▶ Problem to work on
All lines in the records below with the word "about" must be returned.

▶ Input
◆ ◆ ◆ ◆ ◆
PR #1442, opened 2022-12-29
Added Image Convolve Node

JumpyJacko:
I added this because I thought it would be nice to have a generalised convolve node for other image processing tasks like the difference of gaussians.

### DIFF
--- a/backend/src/nodes/nodes/image_utility/convolve.py
+++ b/backend/src/nodes/nodes/image_utility/convolve.py
@@ -9,13 +9,12 @@ from ...properties.inputs import ImageInput, NumberInput, TextInput
 from ...properties.outputs import ImageOutput
 from ...properties import expression
 
+
 @NodeFactory.register("chainner:image:image_convolve")
 class ImageConvolveNode(NodeBase):
     def __init__(self):
         super().__init__()
-        self.description = (
-            "Convolves input image with input kernel (kernel values separated by commas)"
-        )
+        self.description = "Convolves input image with input kernel (kernel values separated by commas)"
         self.inputs = [
             ImageInput(),
             TextInput("Kernel String"),
@@ -30,7 +29,7 @@ class ImageConvolveNode(NodeBase):
         self.name = "Convolve"
         self.icon = "MdAutoFixHigh"
         self.sub = "Miscellaneous"
-    
+
     def run(
         self,
         img: np.ndarray,
@@ -38,15 +37,15 @@ class ImageConvolveNode(NodeBase):
         kernel_dim: int,
         padding: int,
         strides: int,
-        ) -> np.ndarray:
-        
+    ) -> np.ndarray:
+
         kernel = np.array([float(d) for d in kernel_in.split(",")])
-        kernel = kernel.reshape(kernel_dim,kernel_dim)
-        
+        kernel = kernel.reshape(kernel_dim, kernel_dim)
+
         # Grayscale image if it is not already
         if len(img.shape) != 2:
             img = img[:, :, 0]
-        
+
         # Thanks Samrat Sahoo on Medium for the convolution code
         # Cross Correlation
         kernel = np.flipud(np.fliplr(kernel))
@@ -64,8 +63,12 @@ class ImageConvolveNode(NodeBase):
 
         # Apply Equal Padding to All Sides
         if padding != 0:
-            imagePadded = np.zeros((img.shape[0] + padding*2, img.shape[1] + padding*2))
-            imagePadded[int(padding):int(-1 * padding), int(padding):int(-1 * padding)] = img
+            imagePadded = np.zeros(
+                (img.shape[0] + padding * 2, img.shape[1] + padding * 2)
+            )
+            imagePadded[
+                int(padding) : int(-1 * padding), int(padding) : int(-1 * padding)
+            ] = img
         else:
             imagePadded = img
 
@@ -83,7 +86,10 @@ class ImageConvolveNode(NodeBase):
                     try:
                         # Only Convolve if x has moved by the specified Strides
                         if x % strides == 0:
-                            output[x, y] = (kernel * imagePadded[x: x + xKernShape, y: y + yKernShape]).sum()
+                            output[x, y] = (
+                                kernel
+                                * imagePadded[x : x + xKernShape, y : y + yKernShape]
+                            ).sum()
                     except:
                         break
 
--- a/backend/src/nodes/nodes/image_utility/convolve.py
+++ b/backend/src/nodes/nodes/image_utility/convolve.py
@@ -21,7 +21,7 @@ class ImageConvolveNode(NodeBase):
             TextInput("Kernel String"),
             NumberInput("Kernel Width/Height", minimum=0, default=3),
             NumberInput("Padding", minimum=0, default=0),
-            NumberInput("Strides", minimum=0, default=1),
+            NumberInput("Strides", minimum=1, default=1),
         ]
         self.outputs = [
             ImageOutput(
--- a/backend/src/nodes/nodes/image_utility/convolve.py
+++ b/backend/src/nodes/nodes/image_utility/convolve.py
@@ -16,10 +16,9 @@ class ImageConvolveNode(NodeBase):
         super().__init__()
         self.description = "Convolves input image with input kernel"
         self.inputs = [
-            ImageInput("Grayscale Image", channels=1),
+            ImageInput("Image"),
             NoteTextAreaInput("Kernel String"),
             NumberInput("Padding", minimum=0, default=0),
-            NumberInput("Strides", minimum=1, default=1),
         ]
         self.outputs = [
             ImageOutput(
@@ -30,15 +29,12 @@ class ImageConvolveNode(NodeBase):
                     let kernel = Input1;
 
                     let padding = Input2;
-                    let stride = Input3;
 
                     Image {
-                        width: int & floor((w + padding * 2 - 1) / stride + 1),
-                        height: int & floor((h + padding * 2 - 1) / stride + 1),
-                        channels: 1,
+                        width: int & floor((w + padding * 2 - 1) + 1),
+                        height: int & floor((h + padding * 2 - 1)+ 1),
                     }
                 """,
-                channels=1,
             )
         ]
         self.category = ImageUtilityCategory
@@ -51,35 +47,24 @@ class ImageConvolveNode(NodeBase):
         img: np.ndarray,
         kernel_in: str,
         padding: int,
-        strides: int,
     ) -> np.ndarray:
 
         kernel = np.stack([l.split() for l in kernel_in.splitlines()], axis=0).astype(
             float
         )
 
-        # Thanks Samrat Sahoo on Medium for the convolution code
         kernel = np.flipud(np.fliplr(kernel))
 
-        xKernShape = kernel.shape[0]
-        yKernShape = kernel.shape[1]
-        xImgShape = img.shape[0]
-        yImgShape = img.shape[1]
+        img = cv2.copyMakeBorder(
+            img,
+            top=padding,
+            left=padding,
+            right=padding,
+            bottom=padding,
+            borderType=cv2.BORDER_CONSTANT,
+            value=0,
+        )
 
-        xOutput = int(((xImgShape - xKernShape + 2 * padding) / strides) + 1)
-        yOutput = int(((yImgShape - yKernShape + 2 * padding) / strides) + 1)
-        output = np.zeros((xOutput, yOutput))
-
-        if padding != 0:
-            imagePadded = np.zeros(
-                (img.shape[0] + padding * 2, img.shape[1] + padding * 2)
-            )
-            imagePadded[
-                int(padding) : int(-1 * padding), int(padding) : int(-1 * padding)
-            ] = img
-        else:
-            imagePadded = img
-
-        output = cv2.filter2D(imagePadded, -1, kernel)
+        output = cv2.filter2D(img, -1, kernel)
 
         return output
--- a/backend/src/nodes/nodes/image_utility/convolve.py
+++ b/backend/src/nodes/nodes/image_utility/convolve.py
@@ -31,8 +31,8 @@ class ImageConvolveNode(NodeBase):
                     let padding = Input2;
 
                     Image {
-                        width: int & floor((w + padding * 2 - 1) + 1),
-                        height: int & floor((h + padding * 2 - 1)+ 1),
+                        width: w + padding * 2,
+                        height: h + padding * 2,
                     }
                 """,
             )
--- a/backend/src/nodes/nodes/image_utility/convolve.py
+++ b/backend/src/nodes/nodes/image_utility/convolve.py
@@ -1,0 +1,90 @@
+from __future__ import annotations
+
+import numpy as np
+
+from . import category as ImageUtilityCategory
+from ...node_base import NodeBase
+from ...node_factory import NodeFactory
+from ...properties.inputs import ImageInput, NumberInput, TextInput
+from ...properties.outputs import ImageOutput
+from ...properties import expression
+
+@NodeFactory.register("chainner:image:image_convolve")
+class ImageConvolveNode(NodeBase):
+    def __init__(self):
+        super().__init__()
+        self.description = (
+            "Convolves input image with input kernel (kernel values separated by commas)"
+        )
+        self.inputs = [
+            ImageInput(),
+            TextInput("Kernel String"),
+            NumberInput("Kernel Width/Height", minimum=0, default=3),
+            NumberInput("Padding", minimum=0, default=0),
+            NumberInput("Strides", minimum=0, default=1),
+        ]
+        self.outputs = [
+            ImageOutput(image_type=expression.Image(size_as="Input0"), channels=1)
+        ]
+        self.category = ImageUtilityCategory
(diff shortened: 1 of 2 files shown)


backend/src/nodes/nodes/image_utility/convolve.py
```diff
@@ -0,0 +1,87 @@
...
+class ImageConvolveNode(NodeBase):
+    def __init__(self):
+        super().__init__()
+        self.description = "Convolves input image with input kernel (kernel values separated by commas)"
+        self.inputs = [
+            ImageInput(),
+            TextInput("Kernel String"),
+            NumberInput("Kernel Width/Height", minimum=0, default=3),
+            NumberInput("Padding", minimum=0, default=0),
+            NumberInput("Strides", minimum=0, default=1),
```
RunDevelopment, line 23: What is the purpose of stride? I don't see how it is useful.

backend/src/nodes/nodes/image_utility/convolve.py
```diff
@@ -0,0 +1,87 @@
...
+@NodeFactory.register("chainner:image:image_convolve")
+class ImageConvolveNode(NodeBase):
+    def __init__(self):
+        super().__init__()
+        self.description = "Convolves input image with input kernel (kernel values separated by commas)"
+        self.inputs = [
+            ImageInput(),
+            TextInput("Kernel String"),
+            NumberInput("Kernel Width/Height", minimum=0, default=3),
+            NumberInput("Padding", minimum=0, default=0),
```
RunDevelopment, line 22: Is this parameter really necessary? I mean, we already have a node to do this (Create Border).

backend/src/nodes/nodes/image_utility/convolve.py
```diff
@@ -0,0 +1,87 @@
...
+        padding: int,
+        strides: int,
+    ) -> np.ndarray:
+
+        kernel = np.array([float(d) for d in kernel_in.split(",")])
+        kernel = kernel.reshape(kernel_dim, kernel_dim)
+
+        # Grayscale image if it is not already
+        if len(img.shape) != 2:
+            img = img[:, :, 0]
```
RunDevelopment, line 47: I don't think that this is a good idea. Chainner stores color images as BGR internally, so you just get the B channel here.

Maybe we could just require grayscale images using [the `channels` parameter](https://github.com/chaiNNer-org/chaiNNer/blob/3fae92c05ffc94be5e9b84c0abcffa084bd6cff6/backend/src/nodes/properties/inputs/numpy_inputs.py#L24)? We could also use `as_target_channels(img, 1, narrowing=True)` to convert the image to grayscale in a way that is consistent with the rest of chainner.
Not sure what option is best here.

backend/src/nodes/nodes/image_utility/convolve.py
```diff
@@ -0,0 +1,87 @@
...
+                int(padding) : int(-1 * padding), int(padding) : int(-1 * padding)
+            ] = img
+        else:
+            imagePadded = img
+
+        for y in range(img.shape[1]):
+            if y > img.shape[1] - yKernShape:
+                break
+            if y % strides == 0:
+                for x in range(img.shape[0]):
```
RunDevelopment, line 75: Implementing the convolution yourself isn't ideal for one reasons: Python is slow as heck. Chainner is used on images that with millions of pixels, and pixel-wise operations in Python code are just too slow for that. (There are also more efficient algorithms for convolution based on DTF, but they only really matter for larger kernel sizes starting at around 11x11.)

Please use [`cv2.filter2D`](https://docs.opencv.org/3.4/d4/d86/group__imgproc__filter.html#ga27c049795ce870216ddfb366086b5a04) instead. This function does the convolution for you and is implemented in highly optimized C code. This function is really fast (even for ridiculously large kernel sizes). 
There are good examples for its usage online, but we also use this function throughout chainner, so you can also find a few examples in our code base.

backend/src/nodes/nodes/image_utility/convolve.py
```diff
@@ -0,0 +1,87 @@
...
+
+@NodeFactory.register("chainner:image:image_convolve")
+class ImageConvolveNode(NodeBase):
+    def __init__(self):
+        super().__init__()
+        self.description = "Convolves input image with input kernel (kernel values separated by commas)"
+        self.inputs = [
+            ImageInput(),
+            TextInput("Kernel String"),
+            NumberInput("Kernel Width/Height", minimum=0, default=3),
```
RunDevelopment, line 21: Regarding the kernel format: Maybe we could use a format that encodes the kernel dimensions as well as its weights? With a text area inputs, we could use a format like this:
```
1   0 -1
2.5 0 -2.5
1   0 -1
```
Newlines are used as row separators and spaces are used as column separators.

This format should be rather intuitive for new users, and it fully describes the kernel. The latter is very useful, because it will us to make a specialized kernel input in the future (e.g. as a popover as suggested on discord).

RunDevelopment (commented):
I really like the idea of adding a convolve node. This will make advanced users less reliant on the nodes we implement because they can just implement some image operations themselves.

Taking the idea even further, we could even add more kernel operations (e.g. transpose, slice, sum) in future PRs (not that you *have to* make those PRs @JumpyJacko, no worries 😄) and make the Math node compatible with kernels.

backend/src/nodes/nodes/image_utility/convolve.py
joeyballentine: It's purpose is that it's a way to shrink the image down

backend/src/nodes/nodes/image_utility/convolve.py
joeyballentine: Padding is something generally used at the same step as convolution. While normally I'd say let the other node do it, since this is standard for convolution i say just keep it.

joeyballentine: For reference for this and stride, check this out https://pytorch.org/docs/stable/generated/torch.nn.Conv2d.html

backend/src/nodes/nodes/image_utility/convolve.py
joeyballentine: I'm fine with this so long as we have a node that can create kernels without having to format things like this (or i guess using the popover would be fine like you said)

Generally though i think I'd prefer using separate nodes for these kinds of things though, that way other numbers can be connected to the node in order to create them

backend/src/nodes/nodes/image_utility/convolve.py
RunDevelopment: Oh, in that case, I'm fine with both padding and stride.

backend/src/nodes/nodes/image_utility/convolve.py
RunDevelopment: Yes, this string representation was mostly meant as an internal string format for kernels that is also usable right now. Eventually, we should have a dedicated kernel input that creates these strings.

>  other numbers can be connected to the node in order to create them

Do you really want to have an e.g. 3x3 kernel node with 9 number inputs? I would have said that we treat kernels as literals and then support math operations on them, so people can create more complex kernels from simpler ones. Well, I guess we don't have to iron out the specifics right now.

backend/src/nodes/nodes/image_utility/convolve.py
JumpyJacko: Oh, that's a great point, I forgot about the other nodes as I was first testing the convolve in a Python notebook. I think it'll be best to require grayscale images in this case, I'll implement it now.

backend/src/nodes/nodes/image_utility/convolve.py
JumpyJacko: Oh man, I can't believe I missed this function. I did realise that this 2D convolution was extremely slow on large images but couldn't find a solution somehow. I'll implement this as well.

backend/src/nodes/nodes/image_utility/convolve.py
JumpyJacko: Regarding the current string representation, there doesn't seem to be a way to have multiline string input. I have made a version of the kernel input to support this multiline input though which looks like this:
```python
kernel = np.stack([l.split() for l in kernel_in.splitlines()], axis=0).astype(float)
```
and works for inputs that look like this:
```yaml
integer only input:
1 0 -1
2 0 -2
1 0 -1

irregular input:
1   0  -1
2.5  0   -2.5
1    0  -1
```
But does not work in chaiNNer due to the lack of support for multiline text input. I'm not sure what to do from here.

RunDevelopment: > there doesn't seem to be a way to have multiline string input

We have [NoteTextAreaInput](https://github.com/chaiNNer-org/chaiNNer/blob/3fae92c05ffc94be5e9b84c0abcffa084bd6cff6/backend/src/nodes/properties/inputs/generic_inputs.py#L225). This input is only used in the Note nodes right now, so we might encounter a few bugs since it hasn't really been tested a lot. But this is actually a good thing, because we can then fix those bugs in later PRs. For now, let's just use that input, bugy or not, and fix anything that comes up later.

RunDevelopment:
2 things I want to talk about:

1. `cv2.filter2D` isn't quite a convolution, because it handles border pixels as well, so input size is always output size. Do we want to keep this behavior, or do we want to crop filter2D's output to get a clean convolution?
2. Since we went for grayscale image input -> grayscale image output, maybe we could generalize this to number of input channels == number of output channels. filter2D does the convolution for all channels anyway, so we could use that. Not sure whether this channel-wise convolution is easy to understand for users though.

backend/src/nodes/nodes/image_utility/convolve.py
```diff
@@ -0,0 +1,70 @@
...
+        self.description = "Convolves input image with input kernel (kernel values separated by commas)"
+        self.inputs = [
+            ImageInput("Grayscale Image", channels=1),
+            TextInput("Kernel String"),
+            NumberInput("Kernel Width/Height", minimum=0, default=3),
+            NumberInput("Padding", minimum=0, default=0),
+            NumberInput("Strides", minimum=0, default=1),
+        ]
+        self.outputs = [
+            ImageOutput(image_type=expression.Image(size_as="Input0"), channels=1)
```
RunDevelopment, line 27: We have to account for padding and stride here to compute the correct output size. Assuming padding and stride as explained [here](https://adeshpande3.github.io/A-Beginner's-Guide-To-Understanding-Convolutional-Neural-Networks-Part-2/), the output type has to be this:

```
let w = Input0.width;
let h = Input0.height;

let kernel = Input1;

let padding = Input2;
let stride = Input3;

Image {
	width: int & floor((w + padding * 2 - 1) / stride + 1),
	height: int & floor((h + padding * 2 - 1) / stride + 1),
	channels: 1,
}
```

Sorry for the complex type expression. We have a whole custom language for [chainner's type system](https://github.com/chaiNNer-org/Navi/blob/main/navi.md) called Navi. This might be a bit overwhelming, so I'll keep it short. `let foo = value;` are "variables" (you can't reassign them), `InputX` are the types of the inputs starting with `Input0`, and the last `Image { ... }` is an image type with the specified dimensions.

If we choose to crop filter2D's output, we'll have to change the formula a bit. I'll help again then.

```suggestion
            ImageOutput(
                image_type="""
                    let w = Input0.width;
                    let h = Input0.height;

                    let kernel = Input1;

                    let padding = Input2;
                    let stride = Input3;

                    Image {
                        width: int & floor((w + padding * 2 - 1) / stride + 1),
                        height: int & floor((h + padding * 2 - 1) / stride + 1),
                        channels: 1,
                    }
                """,
                channels=1
            )
```

backend/src/nodes/nodes/image_utility/convolve.py
```diff
@@ -0,0 +1,70 @@
...
+class ImageConvolveNode(NodeBase):
+    def __init__(self):
+        super().__init__()
+        self.description = "Convolves input image with input kernel (kernel values separated by commas)"
+        self.inputs = [
+            ImageInput("Grayscale Image", channels=1),
+            TextInput("Kernel String"),
+            NumberInput("Kernel Width/Height", minimum=0, default=3),
+            NumberInput("Padding", minimum=0, default=0),
+            NumberInput("Strides", minimum=0, default=1),
```
RunDevelopment, line 24: The minimum has to be 1.

```suggestion
            NumberInput("Strides", minimum=1, default=1),
```

RunDevelopment (changes requested):

JumpyJacko:
> 1. `cv2.filter2D` isn't quite a convolution, because it handles border pixels as well, so input size is always output size. Do we want to keep this behavior, or do we want to crop filter2D's output to get a clean convolution?

I'm not too sure what to do here, I think someone other than me should decide whether we want clean convolution or use OpenCV's filter2d which says that,
> "The function does actually compute correlation, not the convolution" - [OpenCV Docs](https://docs.opencv.org/4.x/d4/d86/group__imgproc__filter.html#ga27c049795ce870216ddfb366086b5a04)

And I'm not well versed in convolution as the most I know is from 3Blue1Brown's videos on linear algebra and convolutions (😅).

> 2. Since we went for grayscale image input -> grayscale image output, maybe we could generalize this to number of input channels == number of output channels. filter2D does the convolution for all channels anyway, so we could use that. Not sure whether this channel-wise convolution is easy to understand for users though.

I currently do not know how I would do this but I'll look around to see because this seems like a good idea instead of just having _only_ grayscale image convolution input -> output.

RunDevelopment:
> I think someone other than me should decide whether we want clean convolution or use OpenCV's filter2d which says that

@joeyballentine @theflyingzamboni 

(Another idea would be to have a dropdown that lets the user choose whether they want convolution or correlation. This might be confusing though.)

> the most I know is from 3Blue1Brown's videos on linear algebra and convolutions

Same lol

> I currently do not know how I would do this

`cv2.filter2D` already does channel-wise convolution: "`dst`: output image of the same size and the same number of channels as `src`." You just have to adjust your padding code to handle 3d images. You can use `cv2.copyMakeBorder` for that like this:
```py
cv2.copyMakeBorder(
        img,
        top=padding,
        left=padding,
        right=padding,
        bottom=padding,
        borderType=cv2.BORDER_CONSTANT,
        value=0,
    )
```

backend/src/nodes/nodes/image_utility/convolve.py
```diff
@@ -0,0 +1,86 @@
...
+        self.name = "Convolve"
+        self.icon = "MdAutoFixHigh"
+        self.sub = "Miscellaneous"
+
+    def run(
+        self,
+        img: np.ndarray,
+        kernel_in: str,
+        padding: int,
+        strides: int,
```
RunDevelopment, line 55: Stride still has to be implemented. This can be done like this `output[::stride, ::stride, ...]` after the convolution.

That being said, do we really need stride? It's essentially just nearest neighbor downsampling. 
Also @joeyballentine

joeyballentine: I suppose we don't

JumpyJacko: I just removed the strides so it should be fine now.

JumpyJacko:
> I think someone other than me should decide whether we want clean convolution or use OpenCV's filter2d which says that

I think it might actually already be doing convolution (except for the handling border pixels part) because I realised that there's this bit of code which flips the kernel.
```python
kernel = np.flipud(np.fliplr(kernel)) # might be able to just do np.transpose(kernel)
```
I read in [this article](https://towardsdatascience.com/convolution-vs-correlation-af868b6b4fb5) that the difference with _correlation_ and _convolution_ is that the kernel for a correlation (what filter2d is doing right now) is
```
1 2 3
4 5 6
7 8 9
```
and by rotating 180 degrees (or transposing?) it into this
```
9 8 7
6 5 4
3 2 1
```
makes the correlation instead do a convolution. I might be wrong and we still have to decide what to do with the border pixels.

RunDevelopment:
You're right. Convolution is just correlation with the kernel rotated by 180°. Well, that makes things easier :)

Since you already do a 180° rotation before filter2D, it should cancel out the rotation done by filter2D's correlation.

>  (or transposing?)

Transposing is not the same as rotating. Transposition mirrors the kernel along the diagonal, so it's a 90° rotation + a flip.

> we still have to decide what to do with the border pixels

I think we could just leave it as is for now. Convolution producing an image with the same size as the input image is very useful when combining the convolved result with the input image.

backend/src/nodes/nodes/image_utility/convolve.py
```diff
@@ -0,0 +1,70 @@
...
+                    let w = Input0.width;
+                    let h = Input0.height;
+
+                    let kernel = Input1;
+
+                    let padding = Input2;
+
+                    Image {
+                        width: int & floor((w + padding * 2 - 1) + 1),
+                        height: int & floor((h + padding * 2 - 1)+ 1),
```
RunDevelopment, line 35: Since stride is gone, this can be simplified.

```suggestion
                        width: w + padding * 2,
                        height: h + padding * 2,
```

RunDevelopment (approved):
LGTM;

Thank you @JumpyJacko!

theflyingzamboni:
I agree on having input dims == output dims. I think even a lot of people advanced enough to use a node like this are likely just copying kernels they've seen somewhere else without knowing the fine details of convolution, and would be expecting the image to remain the same size.

joeyballentine:
LGTM, thanks for this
◆ ◆ ◆ ◆ ◆
▶ Task answer
JumpyJacko: Oh, that's a great point, I forgot about the other nodes as I was first testing the convolve in a Python notebook. I think it'll be best to require grayscale images in this case, I'll implement it now.
2 things I want to talk about:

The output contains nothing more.